What to work on
How many lines in the listing below hold the word "UIViewController"? Answer with the number only.

Provided data
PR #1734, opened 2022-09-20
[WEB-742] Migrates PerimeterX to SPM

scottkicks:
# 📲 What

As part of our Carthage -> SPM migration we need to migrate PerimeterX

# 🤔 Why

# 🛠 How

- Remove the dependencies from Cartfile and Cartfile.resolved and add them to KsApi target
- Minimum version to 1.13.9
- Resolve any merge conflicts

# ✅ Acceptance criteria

--

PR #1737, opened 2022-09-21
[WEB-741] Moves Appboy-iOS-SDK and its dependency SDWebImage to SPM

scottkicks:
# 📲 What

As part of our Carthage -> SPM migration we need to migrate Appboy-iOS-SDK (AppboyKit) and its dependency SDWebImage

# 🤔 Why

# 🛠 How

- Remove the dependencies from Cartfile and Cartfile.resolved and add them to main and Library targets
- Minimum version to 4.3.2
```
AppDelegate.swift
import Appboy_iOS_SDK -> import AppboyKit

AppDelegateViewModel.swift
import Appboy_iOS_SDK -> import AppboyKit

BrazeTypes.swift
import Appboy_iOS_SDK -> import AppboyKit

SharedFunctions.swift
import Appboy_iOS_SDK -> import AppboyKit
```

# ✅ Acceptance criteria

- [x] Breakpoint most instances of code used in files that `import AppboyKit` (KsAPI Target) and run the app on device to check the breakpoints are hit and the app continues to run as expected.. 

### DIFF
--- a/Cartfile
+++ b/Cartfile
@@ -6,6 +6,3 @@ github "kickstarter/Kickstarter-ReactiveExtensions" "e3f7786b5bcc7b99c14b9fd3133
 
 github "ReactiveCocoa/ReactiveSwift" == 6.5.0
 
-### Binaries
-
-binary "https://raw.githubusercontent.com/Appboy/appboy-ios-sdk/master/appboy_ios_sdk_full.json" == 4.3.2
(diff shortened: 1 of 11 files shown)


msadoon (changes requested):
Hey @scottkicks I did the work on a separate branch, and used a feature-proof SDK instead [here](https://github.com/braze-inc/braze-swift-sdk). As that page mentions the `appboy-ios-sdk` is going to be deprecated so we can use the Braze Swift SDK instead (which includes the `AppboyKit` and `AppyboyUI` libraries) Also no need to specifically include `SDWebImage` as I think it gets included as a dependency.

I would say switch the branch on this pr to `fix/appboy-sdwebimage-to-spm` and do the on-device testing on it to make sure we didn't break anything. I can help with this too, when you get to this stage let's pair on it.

* * *

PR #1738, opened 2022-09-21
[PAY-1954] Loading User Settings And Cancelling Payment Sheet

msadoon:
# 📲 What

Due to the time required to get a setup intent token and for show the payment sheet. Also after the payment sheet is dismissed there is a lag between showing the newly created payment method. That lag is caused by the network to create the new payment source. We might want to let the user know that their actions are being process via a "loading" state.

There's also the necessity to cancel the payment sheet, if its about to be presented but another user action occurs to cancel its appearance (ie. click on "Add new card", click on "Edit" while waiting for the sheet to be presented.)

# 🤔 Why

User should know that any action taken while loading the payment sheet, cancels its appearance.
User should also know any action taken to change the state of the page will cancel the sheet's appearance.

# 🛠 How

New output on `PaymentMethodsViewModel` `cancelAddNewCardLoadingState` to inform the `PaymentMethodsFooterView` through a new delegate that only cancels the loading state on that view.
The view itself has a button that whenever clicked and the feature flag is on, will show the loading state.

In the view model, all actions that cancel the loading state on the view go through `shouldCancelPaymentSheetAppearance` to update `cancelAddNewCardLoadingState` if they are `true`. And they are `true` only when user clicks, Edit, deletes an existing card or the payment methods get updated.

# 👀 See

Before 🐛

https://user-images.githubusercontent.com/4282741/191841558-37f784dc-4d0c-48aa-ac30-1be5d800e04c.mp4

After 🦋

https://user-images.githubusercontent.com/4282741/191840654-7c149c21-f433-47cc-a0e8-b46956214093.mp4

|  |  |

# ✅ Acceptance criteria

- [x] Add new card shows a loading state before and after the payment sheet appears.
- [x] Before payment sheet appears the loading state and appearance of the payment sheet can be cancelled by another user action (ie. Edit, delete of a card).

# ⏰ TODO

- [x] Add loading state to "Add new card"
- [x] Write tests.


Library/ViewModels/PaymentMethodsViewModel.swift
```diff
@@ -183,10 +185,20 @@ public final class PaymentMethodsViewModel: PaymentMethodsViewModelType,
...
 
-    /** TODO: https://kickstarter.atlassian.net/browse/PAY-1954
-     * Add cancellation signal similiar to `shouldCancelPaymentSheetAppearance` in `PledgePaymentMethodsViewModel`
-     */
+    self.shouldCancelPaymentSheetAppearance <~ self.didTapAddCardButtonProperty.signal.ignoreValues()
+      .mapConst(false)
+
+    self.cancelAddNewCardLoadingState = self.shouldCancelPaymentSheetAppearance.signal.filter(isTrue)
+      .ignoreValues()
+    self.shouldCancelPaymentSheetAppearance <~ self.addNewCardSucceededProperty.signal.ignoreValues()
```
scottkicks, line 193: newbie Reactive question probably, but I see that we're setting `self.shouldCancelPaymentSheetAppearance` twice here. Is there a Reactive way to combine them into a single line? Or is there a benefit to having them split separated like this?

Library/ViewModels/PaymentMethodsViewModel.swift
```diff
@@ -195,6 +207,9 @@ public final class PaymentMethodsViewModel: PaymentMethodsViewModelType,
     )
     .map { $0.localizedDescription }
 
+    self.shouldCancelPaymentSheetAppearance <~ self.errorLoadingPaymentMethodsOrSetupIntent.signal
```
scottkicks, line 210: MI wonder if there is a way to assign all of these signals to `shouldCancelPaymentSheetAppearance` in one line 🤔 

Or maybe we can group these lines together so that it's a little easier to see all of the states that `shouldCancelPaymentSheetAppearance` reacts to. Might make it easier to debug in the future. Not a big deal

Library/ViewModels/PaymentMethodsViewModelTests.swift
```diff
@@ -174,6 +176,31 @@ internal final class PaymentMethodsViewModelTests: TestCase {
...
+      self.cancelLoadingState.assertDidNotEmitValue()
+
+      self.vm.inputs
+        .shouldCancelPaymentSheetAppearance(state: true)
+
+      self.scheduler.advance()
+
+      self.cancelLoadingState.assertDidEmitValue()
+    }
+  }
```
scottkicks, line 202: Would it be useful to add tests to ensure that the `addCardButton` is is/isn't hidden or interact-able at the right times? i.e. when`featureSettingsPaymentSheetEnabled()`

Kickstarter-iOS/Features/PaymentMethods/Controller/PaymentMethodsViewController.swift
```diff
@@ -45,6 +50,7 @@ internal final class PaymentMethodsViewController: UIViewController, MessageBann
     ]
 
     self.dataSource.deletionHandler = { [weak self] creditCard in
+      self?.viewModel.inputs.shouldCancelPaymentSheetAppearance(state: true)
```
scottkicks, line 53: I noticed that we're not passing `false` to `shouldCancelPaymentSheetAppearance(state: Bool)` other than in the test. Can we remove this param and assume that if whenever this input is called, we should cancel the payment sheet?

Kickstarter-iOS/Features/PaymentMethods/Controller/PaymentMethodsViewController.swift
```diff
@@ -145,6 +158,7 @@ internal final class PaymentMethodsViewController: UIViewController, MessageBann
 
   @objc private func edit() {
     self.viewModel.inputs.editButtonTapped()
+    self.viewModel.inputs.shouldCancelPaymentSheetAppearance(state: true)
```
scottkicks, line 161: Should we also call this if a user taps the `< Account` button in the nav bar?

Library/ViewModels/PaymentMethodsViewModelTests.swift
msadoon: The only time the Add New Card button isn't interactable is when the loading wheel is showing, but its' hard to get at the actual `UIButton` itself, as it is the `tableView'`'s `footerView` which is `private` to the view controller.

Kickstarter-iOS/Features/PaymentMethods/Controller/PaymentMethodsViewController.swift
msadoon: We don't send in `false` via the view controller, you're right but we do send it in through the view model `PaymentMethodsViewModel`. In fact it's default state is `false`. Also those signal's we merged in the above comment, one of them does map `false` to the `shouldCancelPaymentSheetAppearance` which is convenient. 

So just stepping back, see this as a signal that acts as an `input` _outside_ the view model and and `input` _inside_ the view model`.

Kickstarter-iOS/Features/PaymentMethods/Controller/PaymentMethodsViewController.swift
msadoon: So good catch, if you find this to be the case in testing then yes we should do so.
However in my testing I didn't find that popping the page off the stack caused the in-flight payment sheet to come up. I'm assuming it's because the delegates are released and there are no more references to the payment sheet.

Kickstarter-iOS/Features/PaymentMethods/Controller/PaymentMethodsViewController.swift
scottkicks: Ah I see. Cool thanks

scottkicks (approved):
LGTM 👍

Result
2